A wifi card was cheaper than an LPT expansion card.
I think the EVGA nForce 750i SLI FTW may supply all ur MoBo requirements, minus (of course) the serial + parallel port. Just get an add board for that stuff, as Andrius tell us up there.
A nice list.
I think you missed the 2 16x PCI Express expansion slot request from the OP.
The GA-P35-DS3P rev 1.x also has both but not the 2 16x PCI-Ex slots.
Message edited by Andrius on 04-21-2008 at 02:23:59 AM
Ya but these boards are dual card capable: says the specs. Most the boards I seen are 2x 16 are PCIe 2.0 and dont have parallel or serial. you cant have your cake and eat it to.
All GIGABYTE X38/X48 DDR2 boards have onboard headers for LPT/COM. You just have to order the cables specificly. Or get one made for their pinouts! At least they provide those.
It's a shame really as COM still is an industry standard. Everything has a COM interface on the PCB for debugging even the WD MyBook World Edition network drives and ASUS WL-500G Premium routers.
Gigabyte motherboards that have the LPT header have an unusual pinout. (Gigabyte provides the pinout on their website and in their user manuals.) The header is in a 2x13 configuration, which seems to be what is used on all motherboards that have LPT headers. Unfortunately, pin 24 rather than pin 26 in not connected, which is what makes Gigabyte LPT headers different. Pin 26 is connected to ground, but usually pin 24 would be connected to ground.
The DB-25 end of the LPT cable has 25 pins. Pins 18 - 25 should be connected to ground. If a straight ribbon cable is used to connect the LPT header (pins 1 - 25) to the DB-25 connector, then Gigabyte motherboards will leave DB-25 pin 25 unconnected (DB-25 pin 25 connects to LPT header pin 24).

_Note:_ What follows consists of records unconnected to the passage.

PR #620, opened 2026-08-31
[fix]: Chunked cloud firewall rules of only 1 addr type result in empty rule and failed updates

wbh1:
### General:

### Pull Request Guidelines:

1. [x] Have you added tests? 

### Description

tl;dr — if you have a large firewall that exceeds the 255 address limit and kicks in the chunking logic, if that large firewall rule contains only 1 address type (i.e. all IPv4 or all IPv6) then the CCM still tries to add an empty rule for the address type.

This does the dumb, simple thing of just checking the length of the rules for each addr type before chunking them.

Example with a big rule of only IPv4 addrs:

```console
 I0831 16:54:33.298782   37901 firewalls.go:305] Firewall label 'ACCEPT-platform-components-gateway-istio' is too long. Stripping to
 'ACCEPT-platform-components-gatew'
 inbound rules: 3
 rule 0: IPv4=255 IPv6=0
 rule 1: IPv4=9 IPv6=0
 rule 2: IPv4=0 IPv6=0
```

### DIFF
--- a/cloud/linode/services/firewalls.go
+++ b/cloud/linode/services/firewalls.go
@@ -265,8 +265,11 @@ func chunkIPs(ips []string) [][]string {
 	ipCount := len(ips)
 
 	// If the number of IPs is less than or equal to maxIPsPerFirewall,
-	// return a single chunk containing all IPs.
+	// return a single chunk containing all IPs, or nil if chunking an empty slice.
 	if ipCount <= maxIPsPerFirewall {
+		if ipCount == 0 {
+			return nil
+		}
 		return [][]string{ips}
 	}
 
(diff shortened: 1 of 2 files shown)


AshleyDumaine:
> This does the dumb, simple thing of just checking the length of the rules for each addr type before chunking them.

While this change works, I'm thinking we'll want to fix chunkIPs to actually return nil if the length of the ips is zero instead of just adding the checks here. WDYT?

wbh1:
> While this change works, I'm thinking we'll want to fix chunkIPs to actually return nil if the length of the ips is zero instead of just adding the checks here. WDYT?

Good point — I switched the approach so that chunkIPs will return `nil` when called using an empty slice as the arg to the function.

AshleyDumaine (approved):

Generic LPT port cables are available, and inexpensive. They use straight ribbon cables. They connect LPT header pins 1 - 25 to DB-25 connector pins 1 - 25 (but the pins are numbered differently).
Gigabyte has a LPT cable, part number 12CF1-1LP001-01R, but it is in fact just an overpriced generic cable. It uses a straight ribbon cable that does not compensate for the LPT header pin 24 vs. pin 26 issue.
If a circuit on a device connected to the DB-25 connector (via the Gigabyte LPT header and a generic cable) uses pin 25 for its ground connection alone, it will probably fail. If it ties at least one of the other DB-25 ground pins 18 - 24 to pin 25 (or doesn't use pin 25 at all) then it will probably work.
The Gigabyte LPT cable is not sold at many places, and they are overpriced and identical to the generic cables, which are cheaper and sold more places.
If you need a correct DB-25 LPT port from a Gigabyte motherboard, you could take a generic LPT cable, remove the ribbon cable from the IDC connector, split the ribbon between wires 23 and 24, twist wires 24 and 25 180 degrees, and reinsert the ribbon cable into the IDC connector: wires 1 - 23 where they were before and wire 25 where it was before, but put wire 24 at the end (where the 26th wire of a 26 wire ribbon cable would go), leaving a gap where wire 24 was.